Двадцать четыре секунды до последнего выстрела (СИ) - Коновалова Екатерина Сергеевна. Страница 92
— Не могу представить тебя с косой.
Себ мягко провёл рукой по её слегка отросшим после последней стрижки волосам. Потянулся поцеловать — и остановился в нескольких сантиметрах. Закрыл глаза. Джоан сама преодолела оставшееся расстояние, Себ почувствовал её тёплое дыхание, губы на своих губах — и отстранился.
— Прости, — пробормотал он, — кажется, я ещё не пришёл в себя. Безумно хочу спать.
Джоан улыбнулась и кивнула.
Но, устроившись рядом с ней под лёгким одеялом, Себ очень долго лежал неподвижно и смотрел в потолок. Никаких толковых мыслей в голове не было. Разве что лёгкая надежда, что завтра и правда появятся симптомы простуды.
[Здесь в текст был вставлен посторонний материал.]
PR #89, opened 2019-03-15
Allow Material property for map script algorithms.

fohly:
Adds a new internal algorithm _C4MapScriptAlgoSetMaterial_ and uses it, when the _Material_ property is used for an algorithm.


isilkor:
Since Sven isn't available at the moment, I'm going to merge this. Thanks for the contribution!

Тогда он будет пить чай с мёдом, наденет тёплый свитер и сможет с уверенностью сказать, что через пару дней всё пройдёт.
— Себастиан!
Себ едва успел услышать своё имя, осознать, что зовут именно его, как прогремел взрыв. По глазам полоснуло огнём, бок обожгло болью, лёгкие наполнились песком и дымом — и он проснулся, хватаясь за старый шрам.
Конечно, шрам не болел. Это ведь была просто полоска грубо сшитой кожи, там и болеть-то нечему, всё давно зажило.
Выдохнув, Себ поднялся на локте и потянулся за будильником, но его не было на тумбочке.
Ну, да. Он же в доме родителей.
— Себастиан?
Возле окна стоял Джим. На ночь Себ не до конца, похоже, задёрнул занавески, и теперь фигура ночного гостя подсвечивалась не то луной, не то фонарём.
Себ сглотнул и поднялся с кровати.
— Ты скучал по мне, Себастиан? — почти беззвучно спросил Джим. Себ помотал головой. Джим улыбнулся:
— Ты скучал. Я польщён, мой дорогой.
Себ хотел сказать, что это не так, напомнить про две недели, велеть ему убираться к чёрту, но не мог. Горло пережало, он онемел. Открывал рот, но не мог выдавить ни звука. Тело тоже парализовало. Джим запрокинул голову и засмеялся. Чем сильнее Себ пытался скинуть непонятный паралич, тем громче он хохотал.
И вдруг, всё прекратилось.
Себ открыл глаза, жадно глотнул воздух — и тихо выдохнул.
Протёр глаза.
Джоан заворочалась рядом, что-то пробормотала и подтянула одеяло повыше. Просто очень дерьмовый сон. Кошмар в кошмаре — комбо. Он, похоже, бьёт собственные рекорды.
Наручные часы показывали половину шестого, и Себ решил больше не рисковать и не пытаться уснуть на оставшийся час, а встал и оделся. Джоан этого даже не заметила. Себ всего несколько раз ночевал у неё, но уже узнал, что с утра у неё над ухом можно греметь чем угодно — она не проснётся, пока не услышит будильник. Ну, или пока чудовищный кот Фредди не начнёт грызть её за волосы.
В доме было тихо — все спали. И, если честно, Себ был этому рад. Ему было бы неплохо немного побыть одному и попытаться навести порядок в голове. В последнее время там творилась какая-то чертовщина, которую он не понимал.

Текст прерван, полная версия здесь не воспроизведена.